Our application should receive client data presented in XML format (several files) and analyze them in our general XML format (single file with a schema). For this purpose, we use the apache XMLBeans data binding infrastructure. The steps of this process are briefly described below.
First, we take raw java.io.File objects that point to client XML files on disk and load them into the collection. Then we iterate over this collection, creating one apache.xmlbeans.XmlObject file for each file. After all the files have been analyzed in XmlObjects, we create 4 collections containing separate objects from XML documents that are of interest to us (to be clear, these are not handmade objects, but what I can only describe as objects being created- proxy on the apache XMLBeans platform). As a last step, we then iterate over these collections to create our XML document (in memory), and then save it to disk.
For most use cases, this process works fine and can be easily launched in the JVM by specifying the -Xmx1500m command line argument. However, problems arise when a client receives "large data sets". Big in this case is 123 MB of client XML, distributed over 7 files. Such data sets cause our collections inside the code to be populated with almost 40,000 of the aforementioned βproxy objectsβ. In these cases, the memory usage just goes through the roof. I do not get outofmemory exceptions. the program simply crashes before garbage collection, freeing up a small amount of memory, then the program continues, uses this new space, and the cycle repeats. These parsing sessions currently take 4-5 hours. We strive to bring this to an hour.
It is important to note that the calculations needed to convert client xml to our xml require all xml data to be cross referenced. Therefore, we cannot implement a sequential parsing model or batch process into smaller blocks.
What have i tried so far
Instead of storing all 123Mb of client xml in memory, each request for data, upload files, find data and release links to these objects. This seems to reduce the amount of memory consumed during the process, but, as you can imagine, the time during which constant I / O removes the benefits of reduced memory.
I suspected that the problem was that we were storing XmlObject [] for 123 MB XML files, as well as a collection of objects taken from these documents (using xpath queries). To fix this, I changed the logic so that instead of querying these collections, documents were requested directly. The idea here is that in any case there are no 4 massive lists with 10 out of 1000 objects, but only a large collection of XmlObjects. This does not seem to make any difference, and in some cases increases the memory even further.

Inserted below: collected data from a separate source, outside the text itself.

PR #1438, opened 2025-07-30
RUST-1529 Use AWS SDK for sigv4 signing 

JamieTsai1024:
Replace existing implementation for getting sigv4 signing using the AWS SDK. 

### Testing 
Clone https://github.com/isabelatkinson/drivers-evergreen-tools/tree/local-aws and run the following commands:
```
./.evergreen/run-aws-auth.sh

cd .evergreen/auth_aws
# run this script to reconfigure the type of AWS authentication to use
# copy the block of unset and export commands output by the script and run them in the terminal window you're using to run the driver tests
./aws_setup.sh (regular | env-creds | assume-role | session-creds | web-identity)

cd ~/mongo-rust-driver 
# Run the unset and set export commands printed by `./aws_setup.sh` for environment variables 
cargo nextest run auth_aws --features aws-auth
```
### Previously 
- Used AWS SDK to retrieve credentials in [PR #1435 ](https://github.com/mongodb/mongo-rust-driver/pull/1435)

### Work to be done for [RUST-1529](https://jira.mongodb.org/browse/RUST-1529)
- Decide whether to keep AWS SDK behind feature flag or replace original implementation


src/client/auth/aws.rs
```diff
@@ -117,27 +126,34 @@ async fn authenticate_stream_inner(
     let creds = get_aws_credentials(credential).await.map_err(|e| {
         Error::authentication_error(MECH_NAME, &format!("failed to get creds: {e}"))
     })?;
-    let aws_credential = AwsCredential::from_sdk_creds(creds);
```
JamieTsai1024, line 120: In a previous [PR](https://github.com/mongodb/mongo-rust-driver/pull/1435), we introduced `from_sdk_creds(...)` to convert from `aws_credential_types::Credentials` to locally defined `AwsCredential` type. Now that we've converted the rest of the authentication to use the AWS SDK, we no longer need this conversion

.evergreen/config.yml
```diff
@@ -223,7 +223,7 @@ buildvariants:
 
   - name: aws-auth
     display_name: "AWS Authentication"
-    patchable: false
+    # patchable: false
```
JamieTsai1024: will uncomment once PR is approved

src/client/auth/aws.rs
```diff
@@ -197,6 +214,111 @@ pub(crate) async fn get_aws_credentials(credential: &Credential) -> Result<Crede
...
+        })?
+        .into();
+
+    let signable_request = SignableRequest::new(
+        request.method().as_str(),
+        request.uri().to_string(),
+        request.headers().iter().map(|(k, v)| {
+            (
+                k.as_str(),
+                std::str::from_utf8(v.as_bytes()).expect("Header value should be valid UTF-8"),
```
isabelatkinson: This will panic if the conversion fails; instead, we should propagate an authentication error

src/client/auth/aws.rs
```diff
@@ -197,6 +214,111 @@ pub(crate) async fn get_aws_credentials(credential: &Credential) -> Result<Crede
...
+        .get("authorization")
+        .ok_or_else(|| Error::authentication_error(MECH_NAME, "Missing authorization header"))?
+        .to_str()
+        .map_err(|e| Error::authentication_error(MECH_NAME, &format!("Invalid header value: {e}")))?
+        .to_string();
+
+    let token_header = headers
+        .get("x-amz-security-token")
+        .map(|v| {
+            v.to_str().map(|s| s.to_string()).map_err(|e| {
```
isabelatkinson:
```suggestion
            v.to_str().map_err(|e| {
```

No need to convert to an owned `String` here - a `&str` can be inserted on line 316

src/client/auth/aws.rs
```diff
@@ -197,6 +214,111 @@ pub(crate) async fn get_aws_credentials(credential: &Credential) -> Result<Crede
...
+
+    signing_instructions.apply_to_request_http1x(&mut request);
+
+    let headers = request.headers();
+    let authorization_header = headers
+        .get("authorization")
+        .ok_or_else(|| Error::authentication_error(MECH_NAME, "Missing authorization header"))?
+        .to_str()
+        .map_err(|e| Error::authentication_error(MECH_NAME, &format!("Invalid header value: {e}")))?
+        .to_string();
```
isabelatkinson: ditto here - no need to convert to a `String`

src/client/auth/aws.rs
```diff
@@ -197,6 +214,111 @@ pub(crate) async fn get_aws_credentials(credential: &Credential) -> Result<Crede
...
+        }),
+        SignableBody::Bytes(request.body().as_bytes()),
+    )
+    .map_err(|e| {
+        Error::authentication_error(MECH_NAME, &format!("Failed to create SignableRequest: {e}"))
+    })?;
+
+    let (signing_instructions, _signature) = sign(signable_request, &signing_params)
+        .map_err(|e| Error::authentication_error(MECH_NAME, &format!("Signing failed: {e}")))?
+        .into_parts();
```
isabelatkinson, line 296: nit: since we're not using the returned signature, I think this can call [`output`](https://docs.rs/aws-sigv4/latest/aws_sigv4/struct.SigningOutput.html#method.output) rather than `into_parts`

JamieTsai1024: Thanks Isabel! I tried switching to `.output()`, but ran into a borrow checker error when calling `apply_to_request_http1x` on line 291. I double-checked the method signature and saw that it needs an owned value which we get with `.into_parts()`, whereas `.output()` returns a reference.

The `.into_parts()` also matches what I saw in the two references we looked at ([1](https://github.com/aws-samples/sigv4-signing-examples/blob/main/sdk/rust/src/main.rs), [2](https://docs.rs/aws-sigv4/1.3.3/aws_sigv4/http_request/index.html)). Let me know if you had a different approach in mind!

isabelatkinson: ah I missed the reference vs. owned value distinction, feel free to leave as-is

src/client/auth/aws.rs
```diff
@@ -197,6 +214,118 @@ pub(crate) async fn get_aws_credentials(credential: &Credential) -> Result<Crede
...
+            .map(|(k, v)| {
+                let value = std::str::from_utf8(v.as_bytes()).map_err(|_| {
+                    Error::authentication_error(
+                        MECH_NAME,
+                        "Failed to convert header value to valid UTF-8",
+                    )
+                })?;
+                Ok((k.as_str(), value))
+            })
+            .filter_map(Result::ok),
```
isabelatkinson: This will ignore any failures that occur when converting the strings and proceed with authentication. This would likely cause the signature to be computed incorrectly, and the reported error might be confusing for users to parse. Instead, I suggest doing the following to propagate an error here:

```rust
let headers: Result<Vec<_>> = request
    .headers()
    .iter()
    .map(|(k, v)| {
        let v = v.to_str().map_err(|_| {
            Error::authentication_error(
                MECH_NAME,
                "Failed to convert header value to valid UTF-8",
            )
        })?;
        Ok((k.as_str(), v))
    })
    .collect();
```
This uses a handy iterator trick: if an iterator is mapped into `Result` values, you can `collect` it into a `Result<Vec<_>>` (or a `Result` of any collection type). That result will either contain `Ok(Vec<_>)` if all of the values were `Ok`, or an `Err(_)` containing the first error that was encountered.

We then need to return an error if needed using `?` and turn the value back into an iterator, which is the type accepted by `SignableRequest::new`:

```rust
headers?.into_iter()
```

This should make what happened more clear if something goes wrong with the headers.

src/client/auth/aws.rs
JamieTsai1024: sounds good, thanks!

src/client/auth/aws.rs
```diff
@@ -197,6 +214,119 @@ pub(crate) async fn get_aws_credentials(credential: &Credential) -> Result<Crede
     }
 }
 
+pub async fn compute_aws_sigv4_payload(
```
abr-egn: Does this need to be `async`?  I didn't see anything in the body that required it.

abr-egn (approved):
LGTM!

isabelatkinson (approved):

abr-egn (approved):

Grabbing at the straw now, I thought that the XmlObject that we use to create our xml memory before writing to disk becomes too large to support all the client data. Nevertheless, while executing some sizeOf requests on this object, it turned out that its largest object has this object less than 10Kb. After reading how XmlBeans manages large DOM objects, it seems to use some form of buffered writer and, as a result, manages this object pretty well.
So now I have no ideas; It is impossible to use SAX approaches instead of DOM approaches that are heavily used in memory, since we need 100% of client data in our application at any given time, cannot suspend the request for this data until we need it, because for the conversion process it takes a lot of cycles and the I / O time on the disk is not worth the saved amount of memory, and I can not structure my logic in such a way as to reduce the amount of space occupied by internal java collections. I was not lucky? Do I just have to agree that if I want to analyze 123 MB xml data in our Xml format, I cannot do this with a memory allocation of 1,500 m? Although 123Mb is a large data set in our domain, I cannot imagine that others have never had to do something similar with Gb data at a time.
Other information that may be important.
- I used JProbe to try to see if this could tell me anything useful. Although I am a noob profiling, I looked through their tutorials on memory leaks and stream locks, understood them and there seemed to be no leaks or bottlenecks in our code. After launching the application with a large data set, we quickly see a βsaw bladeβ shape on the memory analysis screen (see the attached image) when the PS Eden space is captured by the massive green PS Old Gen block. This leads me to believe that the problem here is simply the simple space occupied by collections of objects, and not the leak that holds unused memory.

- I work on a 64-bit Windows 7 platform, but it will need to run in a 32-bit environment.